Collected data
PR #13, opened 2018-03-17
Move PCIe backend to separate directory

smarsching:
By moving the source files for the PCIe backend to a separate directory, we can ensure that it is only built on platforms where it is actually supported. At the moment, this is only Linux (because of dependencies on Linux-specific header files), but this list can easily be extended in the future.

In particular, this change needs to be implemented to make DeviceAccess build on macOS.


smarsching:
I just pushed a second commit that fixed another problem on macOS: The automatically generated `mtca4u-deviceaccess-config` script included on wrong linker flags. This did not cause any problems when building DeviceAccess itself, but it would cause problems when building an application that linked against DeviceAccess and used that script for determining the linker flags.

BTW: The control-system adapter had the same problem. There, I directly pushed my fix to the master branch.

AIM OF THE EXERCISE:
Filter the records above down to the lines that hold the string "directory".

FINISHED TASK:
Move PCIe backend to separate directory
By moving the source files for the PCIe backend to a separate directory, we can ensure that it is only built on platforms where it is actually supported. At the moment, this is only Linux (because of dependencies on Linux-specific header files), but this list can easily be extended in the future.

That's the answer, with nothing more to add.